» DATA TO PROCESS:
##########

PR #206, opened 2016-04-13
Update the release documentation

DougBurke:
Re-order and re-word the installation instructions - in particular the test section - and adjust the version numbers given in the XSPEC installation section, as well as point out the known problems with the "build using CIAO binaries" approach.

Several other minor clean ups, including changing the alignment to better match an 80-column width, for those people reading directly rather than a rendered version.

Ideally the binary section would split out the "how to use a virtual environment" from the miniconda installation section (as it is relevant for both `1a` and `1b`) but I did not want to try that now.

### DIFF
--- a/README.md
+++ b/README.md
@@ -26,12 +26,14 @@
 Sherpa
 ======
 
-Sherpa is a modeling and fitting application for Python. It contains a powerful language for combining simple models
-into complex expressions that can be fit to the data using a variety of statistics and optimization methods.
-It is easily extensible to include user models, statistics, and optimization methods.
-It provides a high-level User Interface for interactive data-analysis work,
-such as within an IPython notebook, and it can also be used as a library
-component, providing fitting and modeling capabilities to an application.
+Sherpa is a modeling and fitting application for Python. It contains a
+powerful language for combining simple models into complex expressions
+that can be fit to the data using a variety of statistics and
+optimization methods.  It is easily extensible to include user models,
+statistics, and optimization methods.  It provides a high-level User
+Interface for interactive data-analysis work, such as within an
+IPython notebook, and it can also be used as a library component,
+providing fitting and modeling capabilities to an application.
 
 What can you do with Sherpa?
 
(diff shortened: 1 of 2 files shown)


olaurino:
Does it make sense to issue this PR against the release branch? We won't repackage the binaries, but we would need to rerun the download tests and source build tests if we let GitHub produce a new tarball associated with the release.

README.md
```diff
@@ -6,14 +6,19 @@
 
 - [Sherpa](#sherpa)
 - [How To Install Sherpa](#how-to-install-sherpa)
-  - [Binary installation](#binary-installation)
+  - [Binary installation using Anaconda](#binary-installation)
```
jbudynk: the link is broken. I think it should be `#binary-installation-using-anaconda`.

README.md
```diff
@@ -6,14 +6,19 @@
...
     - [1a. Anaconda](#1a-anaconda)
     - [1b. Starting from scratch](#1b-starting-from-scratch)
+    - [1c. Other packages](#1c-other-packages)
   - [Source Build](#source-build)
     - [2a. Extract the source tarball](#2a-extract-the-source-tarball)
     - [2b. Get the code from the GitHub repository](#2b-get-the-code-from-the-github-repository)
     - [2c. Build Sherpa](#2c-build-sherpa)
     - [2d. Testing the build](#2d-testing-the-build)
+    - [2e. Development mode](#2e-development-mode)
+  - [Testing Sherpa](#test)
```
jbudynk: this link should also be updated. Should be `#testing-sherpa`

jbudynk:
I'm happy to see  "Other Packages" in its own section, as I'd forget to install those when creating a new sherpa environment. Besides the minor broken TOC links, looks good.

DougBurke:
This commit should fix the two broken links found by @jbudynk - ta.

DougBurke:
Will re-submit this against master (#207).

DougBurke:
Actually, submitting this against `master` will have to wait for `branch/4.8.1` to be merged.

##########

» WHAT TO WORK ON:
Restate each line above word for word.

» TASK OUTPUT:
PR #206, opened 2016-04-13
Update the release documentation

DougBurke:
Re-order and re-word the installation instructions - in particular the test section - and adjust the version numbers given in the XSPEC installation section, as well as point out the known problems with the "build using CIAO binaries" approach.

Several other minor clean ups, including changing the alignment to better match an 80-column width, for those people reading directly rather than a rendered version.

Ideally the binary section would split out the "how to use a virtual environment" from the miniconda installation section (as it is relevant for both `1a` and `1b`) but I did not want to try that now.

### DIFF
--- a/README.md
+++ b/README.md
@@ -26,12 +26,14 @@
 Sherpa
 ======
 
-Sherpa is a modeling and fitting application for Python. It contains a powerful language for combining simple models
-into complex expressions that can be fit to the data using a variety of statistics and optimization methods.
-It is easily extensible to include user models, statistics, and optimization methods.
-It provides a high-level User Interface for interactive data-analysis work,
-such as within an IPython notebook, and it can also be used as a library
-component, providing fitting and modeling capabilities to an application.
+Sherpa is a modeling and fitting application for Python. It contains a
+powerful language for combining simple models into complex expressions
+that can be fit to the data using a variety of statistics and
+optimization methods.  It is easily extensible to include user models,
+statistics, and optimization methods.  It provides a high-level User
+Interface for interactive data-analysis work, such as within an
+IPython notebook, and it can also be used as a library component,
+providing fitting and modeling capabilities to an application.
 
 What can you do with Sherpa?
 
(diff shortened: 1 of 2 files shown)


olaurino:
Does it make sense to issue this PR against the release branch? We won't repackage the binaries, but we would need to rerun the download tests and source build tests if we let GitHub produce a new tarball associated with the release.

README.md
```diff
@@ -6,14 +6,19 @@
 
 - [Sherpa](#sherpa)
 - [How To Install Sherpa](#how-to-install-sherpa)
-  - [Binary installation](#binary-installation)
+  - [Binary installation using Anaconda](#binary-installation)
```
jbudynk: the link is broken. I think it should be `#binary-installation-using-anaconda`.

README.md
```diff
@@ -6,14 +6,19 @@
...
     - [1a. Anaconda](#1a-anaconda)
     - [1b. Starting from scratch](#1b-starting-from-scratch)
+    - [1c. Other packages](#1c-other-packages)
   - [Source Build](#source-build)
     - [2a. Extract the source tarball](#2a-extract-the-source-tarball)
     - [2b. Get the code from the GitHub repository](#2b-get-the-code-from-the-github-repository)
     - [2c. Build Sherpa](#2c-build-sherpa)
     - [2d. Testing the build](#2d-testing-the-build)
+    - [2e. Development mode](#2e-development-mode)
+  - [Testing Sherpa](#test)
```
jbudynk: this link should also be updated. Should be `#testing-sherpa`

jbudynk:
I'm happy to see  "Other Packages" in its own section, as I'd forget to install those when creating a new sherpa environment. Besides the minor broken TOC links, looks good.

DougBurke:
This commit should fix the two broken links found by @jbudynk - ta.

DougBurke:
Will re-submit this against master (#207).

DougBurke:
Actually, submitting this against `master` will have to wait for `branch/4.8.1` to be merged.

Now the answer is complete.